:: INSTRUCTIONS TO FOLLOW ::
Write out exactly the first lines of the listing, ending on the line that contains "-1150,6 +1150,10 @@".
==== EXERCISE DATA ====
PR #4551, opened 2023-03-24
output gas in water to F(R)GIPL for gas-water systems

totto82:
Only relevant for cases with that allows for dissolved gas in water

### DIFF
--- a/ebos/ecloutputblackoilmodule.hh
+++ b/ebos/ecloutputblackoilmodule.hh
@@ -1150,6 +1150,10 @@ private:
                 if (!this->fip_[Inplace::Phase::WaterInWaterPhase].empty())
                     this->fip_[Inplace::Phase::WaterInWaterPhase][globalDofIdx] = fip[waterPhaseIdx];
 
+                // For water+gas cases the gas in water is added to the GIPL value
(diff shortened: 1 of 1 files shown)


totto82:
jenkins build this please

ebos/ecloutputblackoilmodule.hh
```diff
@@ -1150,6 +1150,9 @@ private:
                 if (!this->fip_[Inplace::Phase::WaterInWaterPhase].empty())
                     this->fip_[Inplace::Phase::WaterInWaterPhase][globalDofIdx] = fip[waterPhaseIdx];
 
+                if (!this->fip_[Inplace::Phase::GasInLiquidPhase].empty())
+                    this->fip_[Inplace::Phase::GasInLiquidPhase][globalDofIdx] = gasInPlaceWater;
```
bska, line 1154: I think this may end up overwriting the value that's [already assigned](https://github.com/OPM/opm-simulators/blob/71ee88337e10a7f29205598a7454343077f7e460/ebos/ecloutputblackoilmodule.hh#L1130-L1131) in the O/G branch above, at least for the common case of a three-phase O/G/W system.

If this assignment is supposed to cover the gas/water case only, then we may need to additionally require
```C++
! FluidSystem::phaseIsActive(oilPhaseIdx)
```
here

bska:
jenkins build this please

bska (approved):

PR #4553, opened 2023-03-24
removing unused ToleranceWellControl command line argument

GitPaean:
found it not used accidentally. We might want to have something similar while different in place. But before then, we can remove this one since it is not used.


GitPaean:
The following one is not used either
```c++
        /// Tolerance for time step in seconds where single precision can be used
        /// for solving for the Jacobian
        double maxSinglePrecisionTimeStep_;
```

Maybe @hnil knows about it?

GitPaean:
okay. it is used by ebos.. closing this PR now.

GitPaean:
but at the same time, it will show with `flow --help`. It might be a little misleading since it will not affect the result for `flow`. Maybe better message/document should be in place.

PR #4901, opened 2023-09-29
No connection without pinch and inactive/collapsed layers inbetween.

hnil:
Set no connections in tranz if vertical cells has more layers in between and pinch is not set


bska:
jenkins build this please

blattms:
Please bear with my, I have one more question:

It seems like diffusivity might still be nonzero [ecltransmissibility_impl.hh#L444-L476](/OPM/opm-simulators/blob/049cc36727d48b91587be08fbad2fcb167495285/ebos/ecltransmissibility_impl.hh#L444-L476) for the connection. Does that mean that we still can get flow over this connection even with this PR?

tskille:
This PR has been tested on a full field model in Equinor and on several smaller test modes. Results are excellent and I'm looking forward to see this PR merged into maser.

blattms:
Thanks a lot for the PR and the testing.

PR #4903, opened 2023-10-02
[cmake] Always demand rocblas to be there when activating rocsparse

blattms:
This was somehow only done for hip version >=5.3, but Debian bookworm is missing rocblas and using hipcc 2.3.0 and therefore compilation failed there.


blattms:

blattms:
shameless selfmerge :grimacing:, sorry.

PR #4904, opened 2023-10-02
Always allocate buffers for storing flows if BFLOW[I|J|K] is requested

vkip:
Currently these buffers are not allocated unless restart output is requested, causing segfault initially if BFLOW[I|J|K] is requested without RPTRST in the SOLUTION section.


vkip:
jenkins build this please

bska (approved):
Yes, we need that precaution for now.  I do believe we should revise the implementation here at some point because it's rather expensive as of right now, but at least we should not generate out-of-bounds subscripts until we do.  I'll merge into master.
====
:: FINISHED TASK ::
PR #4551, opened 2023-03-24
output gas in water to F(R)GIPL for gas-water systems

totto82:
Only relevant for cases with that allows for dissolved gas in water

### DIFF
--- a/ebos/ecloutputblackoilmodule.hh
+++ b/ebos/ecloutputblackoilmodule.hh
@@ -1150,6 +1150,10 @@ private:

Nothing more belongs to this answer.